An OCC spokesperson had not responded to a request for comment at deadline. 

Beyond adopting a Texas charter, FirstSun also said it would raise more capital than it initially planned as part of the transaction and said it would downsize the payout offered to HomeStreet shareholders. Under the plan announced Tuesday, investors would receive 0.3867 FirstSun shares for each share of HomeStreet stock, down from 0.4345 shares, an 11% reduction. The all-stock transaction was valued at $286 million when it was announced in January. The companies now expect to close the deal in the fourth quarter, later than the original estimate of mid-2024 when the transaction was announced.

FirstSun initially planned to raise $175 million in equity to support the deal. After Tuesday's announcement, the equity raise will increase to $235 million and the company will seek another $48 million in subordinated debt. 

The revised exchange ratio was implemented "to partially offset some of the earnings friction created by the higher-for-longer [interest rate] impact on HomeStreet's net interest income and bottom line," Arnold said. HomeStreet agreed to sell itself after its stock dropped last year amid fallout from spiking interest rates and its high levels of multifamily loans. It started 2024 with a $4 billion multifamily portfolio. 

The $7.8 billion-asset FirstSun reported a $12.3 million first-quarter profit. HomeStreet reported a $7.5 million first-quarter operating loss Tuesday, driven by increased interest costs and a shrinking net interest margin. 

Still, the company remains "very committed to this transaction," Mason said. "Our view of the attractiveness of the merger remains intact."

As part of an updated plan, the $9.5 billion-asset HomeStreet also intends to sell off about $300 million of commercial real estate loans. Investors have perceived CRE credits as vulnerable amid widespread remote-work trends in the aftermath of the pandemic. Vacancy rates in urban office towers and neighboring retail and multifamily properties have grown, weakening credit quality for several lenders in 2023 and early this year. Rising delinquency rates have put the sector in general under the microscope, with multifamily loans drawing particular scrutiny. 

"We've seen a more defensive posture on commercial real estate concentrations by our regulators, bank operators and investors broadly.

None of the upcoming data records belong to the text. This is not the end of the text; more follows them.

PR #1542, opened 2026-08-14
Add a VM-based RMT 2.x to 3.x migration test harness

ngetahun:
## Description

Adds a VM-based test harness for the RMT 2.x → 3.x upgrade, plus documentation
for two defects that running it uncovered.

**Why a VM.** Testing this in a container means restoring a 2.x dump into a 3.x
tree and running `db:migrate` as root. That covers the migrations but skips
everything that distinguishes an *upgrade* from a schema change:

* the real RPM transaction, `%pre`/`%post` and the SUSE service macros, going
  from `rmt-server-2.28` to `rmt-server-3.1.0`
* the ruby2.5 → ruby3.4 interpreter switch that comes with it
* `rmt-server-migration.service` as an actual systemd unit — `User=_rmt`,
  `ProtectSystem=full`, `ProtectHome`, `PrivateDevices`
* whether the migration is triggered **automatically** by the upgrade at all,
  which is what an admin running `zypper up` actually experiences

That last point is the reason this exists. A container harness can only tell you
the migrations work when *you* run them; this tells you the upgrade runs them
for you. It does, in under a second, as `_rmt` rather than root.

SLE 15 SP7 is the target because it is the one distribution where both ends of
the upgrade exist: `SLE-Module-Server-Applications15-SP7` ships `rmt-server`
2.28, and `systemsmanagement:SCC:RMT/SLE_15_SP7` ships 3.1.0. The 2.x side is
deliberately the distribution package rather than an OBS rebuild, because that
is what a customer upgrading from the supported RMT actually starts from.

The harness does **not** manage VM lifecycle — it never defines, starts or stops
a domain. You bring a registered SLES 15 SP7 VM up however you normally do and
point the runner at it.

**`docs/upgrading-from-2x.md`** documents what the run found: on a database
migrated from 2.x, `rmt-cli systems list` aborts. These are two independent
defects sharing one trigger — a `systems` row with a `NULL` column that the 2.x
schema allowed and the 3.x migrations correctly preserve:

1. `System#init` calls `Time.zone.now` from an `after_initialize` hook, which
   fires on rows loaded from a `SELECT`, not only on new records. The CLI entry
   points do not boot Rails, so `Time.zone` is `nil` — but `||=` only evaluates
   it when `registered_at` is `NULL`, which is why a fresh install never sees it.
2. `systems_to_arrays` calls `.ljust` on the hostname unguarded, so a `NULL`
   hostname raises in both the table and the CSV renderer.

Neither is caused or cured by the upgrade, so the harness does not assert
`systems list` afterwards — holding the suite red over it would say nothing
about the transition it exists to test. The doc gives a verified backfill
workaround instead.

Neither defect is fixed here — this PR adds the harness and the documentation
only, and touches no runtime code.

* Related Issue / Ticket / Trello card: `<link reference>` — **TODO, no ticket filed yet**

## How to test

Requires a registered SLES 15 SP7 VM with root ssh key auth. The guest needs to
reach `updates.suse.com`; it does *not* need `download.opensuse.org`, since the
runner fetches the 3.x RPMs on the host and copies them in.

```bash
VM=<domain> ci/vm-migration-poc/run.sh      # or: ci/vm-migration-poc/run.sh root@<ip>
```

Re-runs, once the RPMs are cached and the guest has been refreshed once:

```bash
SKIP_FETCH=1 SKIP_REFRESH=1 VM=<domain> ci/vm-migration-poc/run.sh
```

Expected: `26 assertions passed (2.28 -> 3.1.0)`, exit 0, plus one `KNOWN` line
reporting the pre-existing 2.28 defect and four `NOTE` lines about the duplicate
migration timestamps. Full output lands in
`ci/vm-migration-poc/artifacts/last-run.log`.

Result classes are `PASS`/`FAIL` for the upgrade under test, `KNOWN` for a
pre-existing 2.x defect (reported but not fatal), and `NOTE` for things worth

In response to these realities, FirstSun and HomeStreet are taking some specific actions and have announced a negotiated adjustment to our merger agreement," Arnol said during the conference call.

"Uncertainty is hard for all of us," he added. "And I think we've all recognized it's become quite difficult to get mergers through some of these processes."

According to Mason, however, a sizable share of multifamily's problems are in New York, where recent changes to the city's rent-control structure combined with a weakening economy have resulted in a localized tailspin. Rent-regulated property valuations in New York City have been cut in half since 2019, according to Seth Glasser, a multifamily real estate broker at Marcus & Millichap. 

Mason linked weakness in New York's multifamily market to the 2019 Housing Stability and Tenant Protection Act, which restricted city property owners' ability to increase rents and pass the cost of improvements on to residents. Critics claim the legislation is responsible for a glut of vacancies as well as a sharp decline in property values. But in Los Angeles, where no such legislation has been introduced, multifamily properties are selling at a relative premium to market-rate buildings, Mason said.

As for HomeStreet's multifamily portfolio, it remains pristine, with zero charge-offs and de minimis classified and criticized credits, Mason said. "Ours is a West Coast-based portfolio, which is significantly different from the East Coast, particularly relative to New York City," Mason said. 

FirstSun's view of HomeStreet's asset quality remains positive. "There have been no revisions to our credit marks, and FirstSun and HomeStreet still have very high-quality loan portfolios," Arnold said. Indeed, the companies would have preferred to keep the $300 million in loans now earmarked for sale, "but we've decided to do this to help balance our overall loan concentration levels," Arnold added.